For cytochrome P450-ologists, CYP26B1 is the only P450 (out of 57 CYP genes in the human genome) on the list. This was found (by David R Nelson) on line 388 of Suppl. Table 13. This finding is particularly mystifying because CYP26A1, CYP26B1 and CYP26C1 all encode enzymes involved in retinoic acid hydroxylation. And all three of these genes are “early embryonic-lethal in mouse”––which would suggest that these three genes (unlinked, i.e. on different chromosomes) would be redundant with one another. One possible explanation is that perhaps each of these genes is very cell-type-specific in their patterns of expression in embryonic stem cells, and/or exhibit time-dependent functions (i.e. “switch on” during gestational day 1, 2 and 3). Another possibility (suggested by David R Nelson) involves haploinsufficiency (loss of one allele causes lethality) for CYP26B1, whereas perhaps CYP26A1 and CYP26C1 are able to function at 50% of normal levels. Encoding for enzymes, of course, also would fit the criteria for additive inheritance.
Jay Shendure. A deep dive into genetic variation. 18 August, 2016 vol. 36: 277 Nature
COMMENT:
For one more time, I wish thank Dan for these stimulating emails. Today I spent a couple of hours reading the paper and the searching the Supplemental Tables.
So, it turns out that in addition to CYP26B1, there are three more genes involved in the Retinol Metabolism Pathway.
These include:
- RDH10 (retinol dehydrogenase-10), encoding a protein that converts retinol to retinal, and
- ALDH1A1 and ALDH1A3, encoding proteins that metabolize retinal to retinoic acid.
Knockout of the RDH10 and the ALDH1A3 genes are embryolethal in mice (ALDH1A3 not until birth). The mouse Aldh1a1(–/–) knockout mice are normal and fertile, but I know why (it will be published from my lab soon). It is surprising (just like the CYP26A1 and CYP26C1 genes) that the ALDH1A2 gene is not included in the Supplemental Tables of this papr. And now I realize that the possible explanations––given by Dan and David R Nelson for the CYP26A1 and CYP26C1 genes––may also apply for the ALDH1A2 gene.
Anyway, based on these and also in Supplemental Table 16 (lane 53), the retinol pathway appears to be a very important pathway during early embryoenesis in the human.
COMMENT:
It is always satisfying (for me) to hear that another of my colleagues, … somewhere in the world, … who shares these GEITP emails, has been helped out, ……

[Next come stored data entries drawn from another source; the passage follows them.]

PR #645, opened 2021-09-04
specify where to change env variables for VSCode

lectrician1:
I was stuck with stupid problems building all because I didn't know where to set envs, so this should help other users who might run into the problem.


geekbozu:
So that is one place to specify these however, those files are versioned which will most likely cause some issues later on with people submitting their own paths and such to the repository. 
Really this should be updated to reflect specifying to launch VSCode with those variables set. Which is what the intention was. However it was never tested or proven on windows so all of the instructions are currently Linux specific.

PR #648, opened 2021-09-06
Improve sleep time

Riksu9000:
DisplayOn() and DisplayOff() are direct lcd commands, it's better to use only Sleep() and Wakeup().

The lcd is already controlled in SystemTask, so these aren't necessary in DisplayApp. SleepIn() puts the lcd into the lowest power mode so DisplayOff() doesn't do anything as far as I can tell.

EDIT: lcd can't be removed from DisplayApp, because DisplayAppRecovery needs it, and DisplayAppRecovery also has a lot of unused parameters. I'll look at this separately.

This eliminates the mysterious 500ms delay that exists in DisplayOff(). https://github.com/JF002/InfiniTime/blob/6f9f0e8b0e42a5526d47ca664534fb6b0ccb6ace/src/drivers/St7789.cpp#L119

### DIFF
--- a/src/displayapp/DisplayApp.cpp
+++ b/src/displayapp/DisplayApp.cpp
@@ -182,12 +182,10 @@ void DisplayApp::Refresh() {
           brightnessController.Lower();
           vTaskDelay(100);
         }
-        lcd.DisplayOff();
         PushMessageToSystemTask(Pinetime::System::Messages::OnDisplayTaskSleeping);
         state = States::Idle;
         break;
       case Messages::GoToRunning:
-        lcd.DisplayOn();
         brightnessController.Restore();
         state = States::Running;
         break;
--- a/src/drivers/St7789.h
+++ b/src/drivers/St7789.h
@@ -22,9 +22,6 @@ namespace Pinetime {
 
       void DrawBuffer(uint16_t x, uint16_t y, uint16_t width, uint16_t height, const uint8_t* data, size_t size);
 
-      void DisplayOn();
-      void DisplayOff();
-
       void Sleep();
       void Wakeup();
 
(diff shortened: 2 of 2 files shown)


geekbozu:
I like these changes they definitely feel more appropriate. 
Do we know why this was included to begin with or are we just assuming it was a previous choice that is now just Tech-Debt?

src/displayapp/DisplayApp.h
```diff
@@ -44,8 +44,7 @@ namespace Pinetime {
       enum class States { Idle, Running };
       enum class FullRefreshDirections { None, Up, Down, Left, Right, LeftAnim, RightAnim };
 
-      DisplayApp(Drivers::St7789& lcd,
-                 Components::LittleVgl& lvgl,
+      DisplayApp(Components::LittleVgl& lvgl,
```
terencode, line 49: Shouldn't `Drivers::St7789& lcd` also be removed from https://github.com/JF002/InfiniTime/blob/develop/src/displayapp/DisplayAppRecovery.h#L45 ?

Riksu9000: Lcd is actually used in DisplayAppRecovery, but it looks like DisplayApp and DisplayAppRecovery must use all the same parameters even if they aren't needed. I would like to improve this as well, but for now I'll just put lcd back in DisplayApp even though it isn't used, just to keep this PR simple.

hubmartin:
Work fine. I've tested it for a few minutes together with my lcd wakeup optimizations and yours better button handler. I did not noticed any issues sleeping or when pressing button many times.

lman0:
any news on reviewing this @geekbozu ?

geekbozu:
I want to do a comparison on battery draw given these changes still. Life has been busy, PR is in my todo list to review/data log :)

JF002:
The [datasheet](https://wiki.pine64.org/images/5/54/ST7789V_v1.6.pdf) does not provide much details about DISPLAY ON and OFF modes, unfortunately, except that the display is in DISPLAY OFF mode after reset/sleep.
So the command DISPLAY ON is probably needed at startup and after sleep, but I don't know if we really need to send the command DISPLAY OFF before sleep.

IIRC, I wrote the display driver with the help of other community member at that time, and maybe by reading the sources of other similar driver found online. So I might have copied that displayon/off command just to be sure the display will work properly.

If there's no visible side effect of that command, let's remove it and spare 500ms each time the display goes to sleep :)

JF002 (approved):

i.e. something becomes clarified in his/her mind … about one or another research finding that they’ve found difficult to comprehend or explain. 🙂
This encourages me to keep this going. Interestingly, no one seems to want to “opt out” from receiving these emails––which sometimes come as a flood of five or more in one day, other times a drought of no messages for a week or longer––and more and more keep wanting to be included in these GEITP-shared emails.